▶ **WHAT NEEDS TO BE DONE**
Using the data below, return all lines in which "blocks" appears.

▶ **DATA FOR REVIEW**
Issue #419, opened 2014-09-04
Using the framework inside an Xcode project


DidierMalenfant:
I'm wondering how people are integrating the sparkle framework inside their projects. Basically I'm assuming I must be doing it wrong and wanted to sanity check.

I use a git submodules to bring the Sparkle master branch in to a sub directory of my project. I then add sparkle.framework as an entry in the 'Linked Frameworks and Libraries' and also as a item in my copy phase for frameworks (which copies into the Frameworks directory of my app bundle).

This works great until install time. I can't build a release version without a) changing the install path in the Sparkle project from ```@rpath``` to ```@executable_path/../Frameworks``` b) turning on 'Skip Install' to avoid a warning (using the install path with ```@executable_path``` but with 'Skip Install' off.

I'm assuming the project must build as a useable framework right out of the box for others so I'm wondering where I'm going wrong in setting this up.

PR #927, opened 2016-12-02
Allow the framework to be archived from Xcode and appear in the Organizer

nivekkagicom:
Using SKIP_INSTALL = NO allows one to keep a copy of the archived framework in Xcode's Organizer (Archives) directory as a more "permanent" archive of the framework and to export the built products for use in other applications as a stand-alone framework.


zorgiepoo:
There has been discussion about this in the past about whether this flag should be enabled or disabled (#409, #419). I personally think subproject integration is bad and should not be catered to, but some people may disagree with me ;), and decisions about it have been made in the past.

nivekkagicom:
Interesting. My app uses several third-party frameworks and this is the only one that uses SKIP_INSTALL = YES. I am not a fan of subproject integration either so clearly I am biased.

PR #933, opened 2016-12-10
Minor tweaks

pornel:


zorgiepoo:
I disagree that initializing the local variables and having early returns for this code is better. This is easily verifiable. Comment out one of the variable assignments, and the compiler will spit out a warning about a path that the variable has not been assigned -- that is very useful. Additionally the current code is more immutable (single assignment form) and doesn't short circuit logic anywhere, which could lead to bugs down the road.

pornel:
OK, I did not trust the warning.

I think short-circuiting logic — in small functions — is safer. This is because `return NO` is final, but a mistake in nesting of `if`s could assign `result = NO` and then fall into codepath that assigns `result = YES`.

zorgiepoo:
Unfortunately we don't have an attribute such as Java's `final` or Swift's `let` that would prevent multiple assignments. I'm actually indifferent to the changes to `validateWithUpdateDirectory:` but still for not initializing locals in the init method.

zorgiepoo:
Your latter code snippet is actually a poor example because the compiler will catch uninitialized reads, if you were to access res afterwards.

pornel:
OK, I've removed changes to init.

pornel:
I'm assuming the other changes are OK

PR #938, opened 2016-12-21
Unarchiving blocks

pornel:
I don't like delegates, so I've replaced it with callbacks.

I've added reporting of specific unarchiving error.

### DIFF
--- a/Sparkle/SUAutomaticUpdateDriver.h
+++ b/Sparkle/SUAutomaticUpdateDriver.h
@@ -13,7 +13,7 @@
 #import "SUBasicUpdateDriver.h"
 #import "SUAutomaticUpdateAlert.h"
 
-@interface SUAutomaticUpdateDriver : SUBasicUpdateDriver <SUUnarchiverDelegate>
+@interface SUAutomaticUpdateDriver : SUBasicUpdateDriver
 
 @end
 
--- a/Sparkle/SUBasicUpdateDriver.h
+++ b/Sparkle/SUBasicUpdateDriver.h
@@ -15,7 +15,7 @@
 #import "SUAppcast.h"
 
 @class SUAppcastItem, SUHost;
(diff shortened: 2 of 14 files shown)


zorgiepoo:
Hm ok.. I feel a bit indifferent about delegation vs blocks (latter where retain cycles need to be carefully avoided, but this code in question is fine..)

If you feel strongly about this, I would much appreciate a patch or merging work to be done against my fork :). I really think the fork should be pulled in a remote branch or something, be maintained to be in sync or so, else we deal with future costs straying away indefinitely from a modern architecture (with changes more impactful than minor refactoring).

My recommendation for nullability attributes, if you want to add them to a header, is to always use the `NS_ASSUME_NONNULL_BEGIN` and `NS_ASSUME_NONNULL_END` macros, and assume non null as the default.

pornel:
Great suggestion with `NS_ASSUME_NONNULL_BEGIN`. I'll update it.

I'm writing a tool to automatically build an appcast from a directory of archives, and for such case callbacks are a bit easier to use than delegates.

I'll see if I can use your fork.

zorgiepoo:
The appcast code in my fork should be pretty identical.

The unarchiving code is similar as well, though I've moved from subclassing -> protocols, and removed the dynamism code that registered unarchiver implementations using the objc runtime and global mutable state.

zorgiepoo:
Btw, not relevant here, but if you work with XPC, a reply block cannot be invoked more than once so that is one case where a delegate sort of object may be necessary (in the 'delegate' vs 'callback' discussion).

pornel:
I've change nullability syntax.

Added basic progress for DMG and delta.

zorgiepoo:
That's neat. If you want me to merge the changes in my fork, or if you want to try, let me know.

pornel:
Since you wanted to bring unarchiver changes in sync, I'll leave merging to you, as otherwise I'd just be getting in your way.

PR #942, opened 2016-12-21
Unarchiver protocol

zorgiepoo:
Here is my unarchiving code using protocols merged with your code using blocks @pornel 

I also had to fix a regression introduced recently due to how subclass method implementations not being called (this is one of the reasons my fork avoids subclassing entirely). But this also illustrates refactoring can be a little dangerous.. Manual testing is just as important as automated testing. In the test app, you'd see that after extraction, the app would immediately restart rather than prompt the user to install & relaunch using the UI scheduled driver.

Unfortunately the UI automated tests we have may only work sometimes and not be that stable at the moment..


zorgiepoo:
I tested this build in VLC.app, which uses a dmg for its feed. Having the determinate progress bar with more steps at the extraction stage is nice 👍.

Sparkle/SUBasicUpdateDriver.h
```diff
@@ -39,6 +40,10 @@
 - (void)extractUpdate;
 - (void)failedToApplyDeltaUpdate;
 
+// Needed to preserve compatibility to subclasses, even though our unarchiver code uses blocks now
+- (void)unarchiver:(id)ua extractedProgress:(double)progress;
+- (void)unarchiverDidFinish:(id)ua;
```
pornel: is that for 3rd party unarchivers?

Sparkle/SUBinaryDeltaUnarchiver.m
```diff
@@ -6,16 +6,25 @@
...
+
+@property (nonatomic, copy, readonly) NSString *archivePath;
+@property (nonatomic, copy, readonly) NSString *updateHostBundlePath;
+
+@end
 
 @implementation SUBinaryDeltaUnarchiver
 
+@synthesize archivePath = _archivePath;
+@synthesize updateHostBundlePath = _updateHostBundlePath;
```
pornel: BTW, can we use authosynthesized properties now? I don't remember what system requirements they had.

Sparkle/SUBasicUpdateDriver.h
zorgiepoo: No, 3rd party / custom update driver subclasses.

Sparkle/SUBinaryDeltaUnarchiver.m
zorgiepoo: I'd love to without breaking anything ;). The first step would to make sure all code is @synthesize a = _a first before moving to autosynthesizing which would mean some ivars need name changing.

Sparkle/SUBasicUpdateDriver.h
zorgiepoo: 1st party subclass too, actually.

PR #944, opened 2016-12-23
Simplified extension matching

pornel:
Dumb code is shorter, and doesn't make selectors from string.


zorgiepoo:
The changes in this PR is obsolete by #942 =P.

zorgiepoo:
Well what I mean to say is if you want to make a similar change, make it after #942 is in.

PR #945, opened 2016-12-23
Sorted project file

pornel:
I've used sort-Xcode-project-file.sh. It might help mergeability of the project file.


zorgiepoo:
The script is from [here](https://github.com/WebKit/webkit/blob/master/Tools/Scripts/sort-Xcode-project-file) right? I feel like the other outstanding pull requests should be merged in first, and once I merge those changes into my fork, then this can go in. And I should probably run this script on my fork rather than attempt a merge from this change.

pornel:
Yes, it's from webkit, and the idea is that if you sort it on your fork then the diff will be smaller.

zorgiepoo:
I merged the recent changes to my fork miraculously.

I don't think this is really going to help actually. My fork moves files around in appropriate places and I'm just afraid of trusting a project file merge. For example, the unarchiving code in master is in the Sparkle.framework target, but it is in the Autoupdate target in my fork -- and I wouldn't want a project merge to accidentally add files to the wrong targets. I also have to remove files that are master-specific from merges sometimes.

▶ **WRITTEN RESPONSE**
Unarchiving blocks
Hm ok.. I feel a bit indifferent about delegation vs blocks (latter where retain cycles need to be carefully avoided, but this code in question is fine..)
Here is my unarchiving code using protocols merged with your code using blocks @pornel 
+// Needed to preserve compatibility to subclasses, even though our unarchiver code uses blocks now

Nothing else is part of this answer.